The theoretical optimization model for decision-making of marginalized smallholders on which we have elaborated assumes rational decision-makers. The likelihood of poor and extremely poor smallholders making decisions as elaborated in this optimization model correlate directly to the extent that these smallholders act rationally. This study provides theoretical evidence for increasing the income generation capacity of rural farm households below the poverty line by means of government interventions linked to the agricultural production process, like conditional cash transfers and improvements in institutional infrastructure. Particular concern should be given to the reduction of transaction costs, since high transaction costs reduce the revenue from on-farm as well as off-farm activities and increase the cost of using additional production inputs and adopting innovative technologies. Technology adoption, which has been advocated as one of the most promising ways to enhance the agricultural production capacity of the poor, is not as effective for productivity growth under the presence of high transaction costs . That is particularly relevant to marginalized smallholders. The provision of public infrastructure and improved institutions would lead to a reduction in transaction cost and increase income opportunities for poor rural households.

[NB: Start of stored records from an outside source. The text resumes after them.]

PR #552, opened 2024-10-30
:sparkles: Sorting designed SiDB gates

wlambooy:
## Description

This PR introduces an extension to `is_operational` and `design_sidb_gates`. The former is now able to return the simulation results that certify the status `OPERATIONAL`, which may then be used by the extension to the latter, which uses the simulation results to return the designed layouts in a specific ordering. This PR implements a simple heuristic for this ordering, namely it prefers the layouts for the the ground state isolation is large, ie., the energetic gap between the ground state and the first excited state. Specifically, it sorts by the minimum ground state isolation for each input.

To use this new feature when designing SiDB gates, make sure that all combinations are enumerated, and set the `post_design_process` parameter to `PREFER_ENERGETICALLY_ISOLATED_GROUND_STATES`.

## Checklist:

- [x] The pull request only contains commits that are related to it.
- [x] I have added appropriate tests and documentation.
- [ ] I have added a changelog entry.
- [x] I have created/adjusted the Python bindings for any new or updated functionality.
- [ ] I have made sure that all CI jobs on GitHub pass.
- [x] The pull request introduces no new warnings and follows the project's style guidelines.

## Summary by CodeRabbit

* **New Features**
  * Added richer SiDB “operational assessment” outputs (overall status plus optional per-input results), including new Python assessment types.
  * Enhanced SiDB gate design configuration with lattice-specific parameter classes (100/111), richer mode/termination controls, and post-design ordering using ground-state isolation.
  * Introduced separate configuration for kink handling vs positive-charge feasibility.
* **Bug Fixes**
  * Improved handling of edge cases where no valid configuration exists (including zero-entity combination generation).
* **Documentation**
  * Updated SiDB gate design, operational-domain, and Python API documentation to match the new outputs and configuration.
* **Tests**
  * Refreshed unit tests for the updated APIs and parameter fields.

PR #747, opened 2025-05-22
:bug: Fixed I/O cell handling in ``assign_cell_type``

Drewniok:
## Description

This PR addresses a bug in the ``assign_cell_type`` function. Previously, when assigning a new cell type to an input or output cell, the corresponding updates to the inputs and outputs were not correctly applied. This issue has now been resolved, ensuring that inputs and outputs are properly updated when a cell type is reassigned.

## Checklist:


marcelwa:
@Drewniok could you make sure that the tests hit 95% of added lines? Then, I will have a look.

include/fiction/algorithms/physical_design/design_sidb_gates.hpp
```diff
@@ -699,6 +703,13 @@ class design_sidb_gates_impl
 
             if (lyt_copy.get_cell_type(all_sidbs_in_canvas[i]) == sidb_technology::cell_type::EMPTY)
             {
+                if constexpr (is_sidb_defect_surface_v<Lyt>)
```
wlambooy, line 706: A while ago for #552 I was already struggling with this function and the one defined below. Can they not be merged into one function? The current way seems very error prone. Also, above, there is `Lyt lyt_copy{skeleton_layout.clone()};` This might perform two deep copies.

include/fiction/algorithms/physical_design/design_sidb_gates.hpp
```diff
@@ -720,15 +731,18 @@ class design_sidb_gates_impl
...
+                // SiDBs cannot be placed on positions which are already occupied by atomic defects.
+                if constexpr (is_sidb_defect_surface_v<Lyt>)
                 {
-                    return std::nullopt;
+                    if (skeleton_layout.get_sidb_defect(all_sidbs_in_canvas[i]).type != sidb_defect_type::NONE)
+                    {
+                        return std::nullopt;
+                    }
                 }
+                lyt.assign_cell_type(all_sidbs_in_canvas[i], sidb_technology::cell_type::LOGIC);
```
wlambooy, line 744: Just an idea: could `sidb_defect_surface` overload `assign_cell_type` and perform the check whether there is already a defect present at that location, and throws a exception if that is the case? Then I think we don't have to work with `std::optional` anymore, which complicates things quite a bit. Then, in some cases, the exception may be caught, for example when we want to assign a canvas SiDB which we allow can be omitted in that case, while we don't catch it for skeleton SiDBs, since we want a nice error message to roll out in that case.

include/fiction/algorithms/physical_design/design_sidb_gates.hpp
```diff
@@ -637,7 +637,11 @@ class design_sidb_gates_impl
 
                     for (std::size_t j = start_index; j < end_index; ++j)
                     {
-                        conduct_pruning_steps(all_canvas_layouts[j]);
+                        const auto canvas_lyt = all_canvas_layouts[j];
+                        if (!canvas_lyt.is_empty())
```
wlambooy, line 641: I think this check should be made in `conduct_pruning_steps`. This connects to my comment on line 744, since I think instead of returning early when `!canvas_lyt.has_value()`, it should return early upon `canvas_lyt.is_empty()`.

include/fiction/layouts/cell_level_layout.hpp
```diff
@@ -167,17 +167,41 @@ class cell_level_layout : public ClockedLayout
             strg->cell_mode_map.erase(c);
             strg->inputs.erase(c);
             strg->outputs.erase(c);
-
             return;
         }
-        if (Technology::is_input_cell(ct))
+
+        const auto is_input  = Technology::is_input_cell(ct);
```
wlambooy, line 173: Currently, I fail to see why the changes here are necessary. Maybe I'm missing something; does this actually change anything? Since each cell can only have one cell type, then together with the assumption that each technology distinguishes between a normal and a input and a output cell type, the original `if .. else if .. else` code should do exactly the same. I think also the `is_pi` or `is_po` checks are not needed since `erase` will just not do anyting if the cell is not found in the respective store, which is exactly what `is_pi`/`is_po` looks for. If you could provide an example where the updated code gives a different result than the original code, that would be great. I ran the extended test included in this PR below without these changes, and all the tests passed.

wlambooy:
Hi Jan, thanks a lot for the continued development here! I added some quite detailed comments of concerns that arose while looking into it, I'm looking forward to hear if you agree! Let's strive for simplicity and longevity in _fiction_! 💪

include/fiction/algorithms/physical_design/design_sidb_gates.hpp
Drewniok: My concern is that this would cause quite some overload, right?

include/fiction/algorithms/physical_design/design_sidb_gates.hpp
Drewniok: sure, I can do it. Thanks.

include/fiction/algorithms/physical_design/design_sidb_gates.hpp
```diff
@@ -720,15 +731,18 @@ class design_sidb_gates_impl
         {
             assert(i < all_sidbs_in_canvas.size() && "cell indices are out-of-range");
 
-            // SiDBs cannot be placed on positions which are already occupied by atomic defects.
-            if constexpr (is_sidb_defect_surface_v<Lyt>)
+            if (skeleton_layout.get_cell_type(all_sidbs_in_canvas[i]) == sidb_technology::cell_type::EMPTY)
```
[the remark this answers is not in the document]
Drewniok: The concern raised in point 3 is entirely valid. However, as it represents a more specific edge case, I believe it would be best to address it in a separate PR. This approach allows us to prioritize merging this urgent bug fix promptly without unnecessary delays. If you like, @wlambooy, please feel free to add it to Nexus as a todo for the future.

include/fiction/layouts/cell_level_layout.hpp
Drewniok: Thank you, @wlambooy! 🙏

Drewniok:
I would be happy to hear your feedback on this PR, @marcelwa. Many thanks! 🙏

marcelwa (approved):
Thank you @Drewniok for the fix and @wlambooy for the initial review. In my opinion, you did a great job, as I don't spot anything to comment on.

Segmentation of poor households provides differentiated recommendations for intervention strategies. For instance, the extremely poor households living under the survival line need more provision of infrastructure to overcome access barriers and cheaper technology than the poor households adjacent to the poverty line. Investments to increase input productivity also varies between different segments. Assuming that the households are rational, they will use those productive inputs which promise the highest return on income and thereby intensify production. Therefore, the government should invest to increase input productivity, so that their income generation capacity is increased.

Investments in technology in segments of rural society in which there is insufficient absorption capacity reduces the returns on technology investment, even if the technology is adjusted to the specific agro-ecological conditions. Productivity growth cannot be achieved in those segments, because the depreciation of human and social capital is larger than the investments in said capital. Improving the institutional infrastructure and reducing transaction costs by improving education and information and securing property rights would decrease societal depreciation, improve absorption capacities and make investments in technological innovations economically worthwhile.

From a broader agricultural development perspective, there is a trade-off between adjusting agricultural technologies to the marginalized production conditions of poor and extremely poor segments of rural society versus adjusting rural infrastructure and institutions to allow for the economically effective use of agricultural technologies. Theoretical findings indicate that adjusting rural infrastructure and institutions to reduce transaction cost is more preferable. However, it has become obvious that institutional and technological innovations need to go hand-in-hand. Therefore, both strategies need to be further informed by a spatially-specific approach.

Given the overall goal of productivity growth in agriculture, areas in which agricultural infrastructure is fragmented and marginalized will require investment in adjusting the technology to the locality. If these investments are not made, rural populations will most likely move to urban areas and both human and agro-ecological potentials will be lost. In areas in which agricultural infrastructure is less fragmented and marginalized, the use of agricultural technology which allows for the grasping of scale effects is economically advisable.